## WHAT THE TASK REQUIRES
Please write back every entry exactly, character for character.

## Collected data entries
################
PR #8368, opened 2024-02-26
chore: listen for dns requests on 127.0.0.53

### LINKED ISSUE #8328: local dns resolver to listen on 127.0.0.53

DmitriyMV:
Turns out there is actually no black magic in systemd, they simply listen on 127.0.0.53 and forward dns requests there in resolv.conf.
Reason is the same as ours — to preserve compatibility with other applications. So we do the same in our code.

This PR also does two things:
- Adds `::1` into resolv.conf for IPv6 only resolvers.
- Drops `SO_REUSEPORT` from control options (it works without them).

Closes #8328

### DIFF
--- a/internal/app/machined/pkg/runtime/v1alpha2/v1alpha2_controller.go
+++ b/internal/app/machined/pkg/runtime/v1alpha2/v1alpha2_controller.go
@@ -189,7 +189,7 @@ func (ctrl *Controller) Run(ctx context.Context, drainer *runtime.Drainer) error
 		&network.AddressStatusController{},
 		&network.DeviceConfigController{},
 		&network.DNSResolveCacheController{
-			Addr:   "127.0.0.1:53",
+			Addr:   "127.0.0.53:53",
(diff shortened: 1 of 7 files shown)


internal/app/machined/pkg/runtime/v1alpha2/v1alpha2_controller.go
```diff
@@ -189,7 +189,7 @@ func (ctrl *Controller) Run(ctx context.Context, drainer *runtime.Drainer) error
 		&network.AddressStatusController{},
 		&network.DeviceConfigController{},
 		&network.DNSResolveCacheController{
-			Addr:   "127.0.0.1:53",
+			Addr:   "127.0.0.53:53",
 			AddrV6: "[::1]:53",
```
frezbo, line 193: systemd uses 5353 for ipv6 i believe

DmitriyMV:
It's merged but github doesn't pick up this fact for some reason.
################
## PROBLEM SOLUTION
PR #8368, opened 2024-02-26
chore: listen for dns requests on 127.0.0.53

### LINKED ISSUE #8328: local dns resolver to listen on 127.0.0.53

DmitriyMV:
Turns out there is actually no black magic in systemd, they simply listen on 127.0.0.53 and forward dns requests there in resolv.conf.
Reason is the same as ours — to preserve compatibility with other applications. So we do the same in our code.

This PR also does two things:
- Adds `::1` into resolv.conf for IPv6 only resolvers.
- Drops `SO_REUSEPORT` from control options (it works without them).

Closes #8328

### DIFF
--- a/internal/app/machined/pkg/runtime/v1alpha2/v1alpha2_controller.go
+++ b/internal/app/machined/pkg/runtime/v1alpha2/v1alpha2_controller.go
@@ -189,7 +189,7 @@ func (ctrl *Controller) Run(ctx context.Context, drainer *runtime.Drainer) error
 		&network.AddressStatusController{},
 		&network.DeviceConfigController{},
 		&network.DNSResolveCacheController{
-			Addr:   "127.0.0.1:53",
+			Addr:   "127.0.0.53:53",
(diff shortened: 1 of 7 files shown)


internal/app/machined/pkg/runtime/v1alpha2/v1alpha2_controller.go
```diff
@@ -189,7 +189,7 @@ func (ctrl *Controller) Run(ctx context.Context, drainer *runtime.Drainer) error
 		&network.AddressStatusController{},
 		&network.DeviceConfigController{},
 		&network.DNSResolveCacheController{
-			Addr:   "127.0.0.1:53",
+			Addr:   "127.0.0.53:53",
 			AddrV6: "[::1]:53",
```
frezbo, line 193: systemd uses 5353 for ipv6 i believe

DmitriyMV:
It's merged but github doesn't pick up this fact for some reason.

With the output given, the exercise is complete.